The tight regulation of hematopoietic progenitors is required to continuously supply blood cells during the lifespan of an organism and to make cells rapidly available in response to stress conditions, such as injury or infection. In Drosophila, a large pool of multipotent blood progenitors are maintained in the larval hematopoietic organ, the lymph gland (LG), by a complex network of signaling pathways that are mediated by niche-, progenitor-, or differentiated hemocyte-derived signals. Despite extensive studies in the LG during recent years, several important questions remain unanswered. In particular, the nature of the signals required to regulate the stereotypical proliferation and differentiation of LG blood progenitors during larval development remain unidentified.
In this dissertation we identify the Target of Rapamycin (TOR) and Fibroblast Growth Factor Receptor (FGFR) signaling pathways as critical regulators of growth and differentiation of the Drosophila LG. In particular, we demonstrate that the tumor suppressors TSC and PTEN control blood progenitor proliferation through a common TOR- and 4EBP-dependent pathway. Tsc or Pten deficiency in progenitors increases TOR signaling and causes LG overgrowth by increasing the number of actively dividing cells during a critical window of growth. These phenotypes are associated with increased reactive oxygen species (ROS) levels in the LG, and scavenging ROS in progenitors is sufficient to rescue overgrowth. Differences between Tsc and Pten function become apparent at later stages. While loss of Tsc specifically expands the number of intermediate progenitors and limits terminal differentiation, absence of PTEN induces the myeloproliferative expansion of terminally differentiated blood lineages. This increased malignancy is associated with non-autonomous TOR activation within peripheral differentiating hemocytes, culminating in their premature release into circulation.

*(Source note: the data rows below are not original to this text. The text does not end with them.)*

PR #9800, opened 2021-08-07
fix: fix useLinkTo crash when an object is passed as a parameter

LuckyLuke19:
When an object was passed to the `to` parameter in `useLinkTo`, an error message would be thrown (*Cannot find property 'root'*). Apparently, this was introduced in commit 1d40279, where the `root` variable was removed.


satya164 (approved):
Thank you for the PR

PR #9824, opened 2021-08-16
Fixing nullpointer exception

tdekoning:
We were encountering an error on this piece of code.

I don't have clear reproduction paths with an Expo snack, but if you look at the TypeScript types, you see that `nextDescriptor` can be undefined, causing the error on this line of code.


satya164:
Thanks

PR #9831, opened 2021-08-17
fix: allow each tab to control its inactive colors

### LINKED ISSUE #9830: [v6] Tabs cannot have different inactive colors
### Current behavior

All tabs have the same inactive colors (both tint and background) which is defined by the focused tab's options (`tabBarInactiveTintColor` and `tabBarInactiveBackgroundColor`). This was not true before 42c43ff. I'm not sure if this was ever intended or not, but we have been relying on this behavior since the original v6 prerelease. Our use case is that a particular tab may be disabled instead of just inactive and we want to visually distinguish between the two (not great for a11y, I know) regardless of which tab is currently focused. I think the behavior prior to 42c43ff seems more flexible since unfocused tabs can still base their inactive colors on the current navigation state (i.e. on which tab is focused).

### Expected behavior

All tabs can control their own inactive tint and background colors.

### Reproduction

https://snack.expo.dev/WJG6tQ_Kd

### Platform

- [X] Android
- [X] iOS
- [X] Web
- [ ] Windows
- [ ] MacOS

### Packages

- [ ] @react-navigation/stack

### Environment

| @react-navigation/native               | 6.0.2
| @react-navigation/bottom-tabs          | 6.0.5
| @react-navigation/drawer               | 6.1.1
| @react-navigation/material-bottom-tabs | 
| @react-navigation/material-top-tabs    | 
| @react-navigation/stack                | 6.0.7
| @react-navigation/native-stack         | 
| react-native-tab-view                  | 3.0.1
| react-native-pager-view                | 
| react-native                           | 0.63.4
| expo                                   | 42.0.3
| node                                   | 14.17.0
| npm or yarn                            | yarn

sumnerwarren:
Resolves #9830. It may make sense to clarify these options a little more in the documentation?

### DIFF
--- a/packages/bottom-tabs/src/views/BottomTabBar.tsx
+++ b/packages/bottom-tabs/src/views/BottomTabBar.tsx
@@ -146,9 +146,7 @@ export default function BottomTabBar({
     tabBarStyle,
     tabBarBackground,
     tabBarActiveTintColor,
-    tabBarInactiveTintColor,
     tabBarActiveBackgroundColor,
-    tabBarInactiveBackgroundColor,
   } = focusedOptions;
 
   const dimensions = useSafeAreaFrame();
@@ -347,9 +345,11 @@ export default function BottomTabBar({
                   testID={options.tabBarTestID}
                   allowFontScaling={options.tabBarAllowFontScaling}
                   activeTintColor={tabBarActiveTintColor}
-                  inactiveTintColor={tabBarInactiveTintColor}
+                  inactiveTintColor={options.tabBarInactiveTintColor}
                   activeBackgroundColor={tabBarActiveBackgroundColor}
-                  inactiveBackgroundColor={tabBarInactiveBackgroundColor}
+                  inactiveBackgroundColor={
+                    options.tabBarInactiveBackgroundColor
+                  }
                   button={options.tabBarButton}
                   icon={
                     options.tabBarIcon ??


sumnerwarren:
If maintainers are comfortable with this change, I can work on updating the bottom tab example (maybe specifically to show how to maintain the focused tab controls inactive tab colors behavior).

satya164:
Thanks for the PR, but having `activeTintColor` and `inactiveTintColor` to the whole tab bar as it allows you do things like changing the tab bar to dark for one specific screen etc. This was already the case in material top tabs, so it's better not to have different behavior here. For example See this example: https://github.com/react-navigation/react-navigation/blob/bc19ee761632f8bb5246e839bd2a438f59da6062/example/src/Screens/BottomTabs.tsx#L118

As per your use case, you can achieve it this way:
- the active and inactive color of icons for each tab can be customized in `tabBarIcon` by ignoring the `tintColor` pass by React Navigation and using your own
- the label's tint color can be customized for the screen itself by `labelStyle` option

Example:
```js
options={({ navigation, route }) => {
  const state = navigation.getState();
  const isFocused = state.routes[state.index].key === route.key;

  return {
    tabBarIcon: ({ focused, size }) => <MaterialCommunityIcons name="image-album" color={focused ? YourActiveColor : YourInactiveColor} size={size} />,
    labelStyle: { color: isFocused ? YourActiveColor : YourInactiveColor }
  };
 })
 ```

Lemme know if it works for you.

sumnerwarren:
Thanks for the quick reply. That will definitely work for our use case. I think the documentation is accurate for the current usage; we shouldn't have been relying on this undocumented behavior.

PR #9832, opened 2021-08-18
fix: content container in native web stack should fill parent

brentvatne:
`flex: 1` needs to be set on the `View` container sits between the `Screen` component and screen contents in `NativeStackView` otherwise content on tabs nested inside native stack will not be visible, along with other similar types of bugs.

Since reduced TOR signaling in progenitors also induces increased differentiation, our findings demonstrate that although TOR signaling is sufficient, it is not required for inducing differentiation in the LG during development. In contrast, we identified the Drosophila FGFR, Heartless (Htl), and its two ligands, Pyramus and Thisbe, to be both required and sufficient for inducing blood progenitor differentiation in the LG. This Htl-mediated differentiation response of progenitors is dependent on two transcriptional regulators, the ETS protein, Pointed, and the Friend-of-GATA protein, U-Shaped, as well as TOR signaling, which is required specifically downstream of Thisbe-mediated Htl activation. Finally, we identify the Drosophila heparan sulfate proteoglycan (HSPG), Trol, as a critical negative regulator of FGF signaling in the LG, and suggest that sequestration of this potent differentiation signal by the extracellular matrix is a unique mechanism employed in blood progenitor maintenance in the Drosophila LG.